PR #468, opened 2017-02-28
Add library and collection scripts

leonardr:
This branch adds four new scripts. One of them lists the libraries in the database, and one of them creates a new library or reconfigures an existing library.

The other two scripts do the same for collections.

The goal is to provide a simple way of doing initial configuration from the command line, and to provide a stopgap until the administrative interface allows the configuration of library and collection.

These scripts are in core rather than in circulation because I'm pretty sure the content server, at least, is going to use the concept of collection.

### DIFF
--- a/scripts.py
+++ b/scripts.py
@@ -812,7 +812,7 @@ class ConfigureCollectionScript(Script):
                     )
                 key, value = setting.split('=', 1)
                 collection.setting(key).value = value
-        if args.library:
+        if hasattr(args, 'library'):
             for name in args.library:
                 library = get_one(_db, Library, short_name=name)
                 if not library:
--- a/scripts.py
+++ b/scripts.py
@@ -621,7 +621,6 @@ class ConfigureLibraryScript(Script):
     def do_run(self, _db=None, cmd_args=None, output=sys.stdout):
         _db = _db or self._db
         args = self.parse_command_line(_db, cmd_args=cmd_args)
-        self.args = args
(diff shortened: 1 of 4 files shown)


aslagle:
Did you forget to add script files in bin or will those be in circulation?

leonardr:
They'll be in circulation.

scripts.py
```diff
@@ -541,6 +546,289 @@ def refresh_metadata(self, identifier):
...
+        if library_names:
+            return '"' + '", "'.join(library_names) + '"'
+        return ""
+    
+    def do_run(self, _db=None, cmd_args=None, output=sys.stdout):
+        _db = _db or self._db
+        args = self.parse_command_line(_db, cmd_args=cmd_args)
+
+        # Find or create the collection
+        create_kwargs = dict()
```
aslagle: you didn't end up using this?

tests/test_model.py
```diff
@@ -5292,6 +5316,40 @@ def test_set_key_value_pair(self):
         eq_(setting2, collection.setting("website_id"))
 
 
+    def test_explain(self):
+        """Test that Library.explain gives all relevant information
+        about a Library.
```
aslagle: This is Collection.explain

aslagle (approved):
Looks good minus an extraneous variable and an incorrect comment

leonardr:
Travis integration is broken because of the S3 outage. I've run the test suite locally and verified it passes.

──────

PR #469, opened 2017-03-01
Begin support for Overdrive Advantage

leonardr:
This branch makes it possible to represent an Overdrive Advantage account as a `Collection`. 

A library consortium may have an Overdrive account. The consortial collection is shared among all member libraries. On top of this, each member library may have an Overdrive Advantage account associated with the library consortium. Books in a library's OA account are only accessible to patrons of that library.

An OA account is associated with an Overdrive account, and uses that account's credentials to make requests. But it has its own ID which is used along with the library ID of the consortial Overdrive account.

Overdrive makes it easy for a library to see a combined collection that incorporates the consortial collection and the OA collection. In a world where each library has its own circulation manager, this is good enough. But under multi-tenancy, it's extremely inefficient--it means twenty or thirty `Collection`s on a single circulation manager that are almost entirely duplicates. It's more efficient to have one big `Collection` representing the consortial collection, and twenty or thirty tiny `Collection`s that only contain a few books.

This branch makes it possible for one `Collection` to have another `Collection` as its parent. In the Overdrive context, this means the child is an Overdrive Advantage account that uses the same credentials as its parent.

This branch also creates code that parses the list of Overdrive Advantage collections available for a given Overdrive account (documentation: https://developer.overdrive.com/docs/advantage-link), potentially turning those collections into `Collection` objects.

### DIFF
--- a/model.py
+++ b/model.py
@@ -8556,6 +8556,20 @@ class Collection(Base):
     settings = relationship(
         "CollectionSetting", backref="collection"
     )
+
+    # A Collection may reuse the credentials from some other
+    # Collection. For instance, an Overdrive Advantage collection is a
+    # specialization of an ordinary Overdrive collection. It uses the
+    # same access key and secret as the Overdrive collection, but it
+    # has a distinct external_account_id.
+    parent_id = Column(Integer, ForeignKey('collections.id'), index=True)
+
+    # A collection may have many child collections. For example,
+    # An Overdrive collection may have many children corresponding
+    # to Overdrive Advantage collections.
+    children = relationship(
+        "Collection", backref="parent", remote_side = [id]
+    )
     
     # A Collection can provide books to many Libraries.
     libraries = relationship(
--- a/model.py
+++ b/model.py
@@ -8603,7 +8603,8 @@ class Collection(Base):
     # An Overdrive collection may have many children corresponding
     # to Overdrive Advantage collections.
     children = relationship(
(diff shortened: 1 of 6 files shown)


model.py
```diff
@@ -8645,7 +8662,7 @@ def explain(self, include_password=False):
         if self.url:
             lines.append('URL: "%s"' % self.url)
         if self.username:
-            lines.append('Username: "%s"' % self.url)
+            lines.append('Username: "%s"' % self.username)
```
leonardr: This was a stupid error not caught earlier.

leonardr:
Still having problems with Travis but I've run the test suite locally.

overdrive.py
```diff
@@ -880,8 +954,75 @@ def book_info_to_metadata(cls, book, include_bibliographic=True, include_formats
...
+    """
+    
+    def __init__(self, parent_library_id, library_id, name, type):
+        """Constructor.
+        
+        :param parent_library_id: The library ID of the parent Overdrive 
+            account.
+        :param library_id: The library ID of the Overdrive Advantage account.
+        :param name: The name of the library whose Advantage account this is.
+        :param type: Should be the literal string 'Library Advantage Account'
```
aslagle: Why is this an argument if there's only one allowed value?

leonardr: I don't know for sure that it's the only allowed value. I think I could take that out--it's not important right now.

──────

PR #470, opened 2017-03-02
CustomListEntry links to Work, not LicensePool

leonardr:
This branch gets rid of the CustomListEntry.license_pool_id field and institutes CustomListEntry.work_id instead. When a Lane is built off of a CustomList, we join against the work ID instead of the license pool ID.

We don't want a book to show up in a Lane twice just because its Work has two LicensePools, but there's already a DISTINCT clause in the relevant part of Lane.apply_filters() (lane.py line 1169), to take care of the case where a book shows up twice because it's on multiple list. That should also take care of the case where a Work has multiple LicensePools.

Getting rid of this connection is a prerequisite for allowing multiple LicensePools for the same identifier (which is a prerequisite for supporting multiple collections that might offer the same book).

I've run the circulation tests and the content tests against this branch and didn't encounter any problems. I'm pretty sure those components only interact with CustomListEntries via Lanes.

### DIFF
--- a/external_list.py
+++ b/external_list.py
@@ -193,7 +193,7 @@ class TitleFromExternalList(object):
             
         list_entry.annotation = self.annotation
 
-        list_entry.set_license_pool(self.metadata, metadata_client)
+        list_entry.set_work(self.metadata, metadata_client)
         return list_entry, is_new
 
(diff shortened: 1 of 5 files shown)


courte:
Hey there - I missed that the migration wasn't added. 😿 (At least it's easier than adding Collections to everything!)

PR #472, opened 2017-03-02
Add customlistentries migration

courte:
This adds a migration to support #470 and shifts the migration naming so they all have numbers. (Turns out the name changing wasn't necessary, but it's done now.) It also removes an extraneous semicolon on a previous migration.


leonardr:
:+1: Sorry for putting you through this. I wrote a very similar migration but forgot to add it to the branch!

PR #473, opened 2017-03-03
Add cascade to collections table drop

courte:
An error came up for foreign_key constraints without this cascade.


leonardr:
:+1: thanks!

──────

-- Exercise goal --
Print, from the entries above, the line with "PR #468, opened 2017-02-28", the line with "for name in" and all lines between them, exactly and with nothing else.

-- Answer section --
PR #468, opened 2017-02-28
Add library and collection scripts

leonardr:
This branch adds four new scripts. One of them lists the libraries in the database, and one of them creates a new library or reconfigures an existing library.

The other two scripts do the same for collections.

The goal is to provide a simple way of doing initial configuration from the command line, and to provide a stopgap until the administrative interface allows the configuration of library and collection.

These scripts are in core rather than in circulation because I'm pretty sure the content server, at least, is going to use the concept of collection.

### DIFF
--- a/scripts.py
+++ b/scripts.py
@@ -812,7 +812,7 @@ class ConfigureCollectionScript(Script):
                     )
                 key, value = setting.split('=', 1)
                 collection.setting(key).value = value
-        if args.library:
+        if hasattr(args, 'library'):
             for name in args.library:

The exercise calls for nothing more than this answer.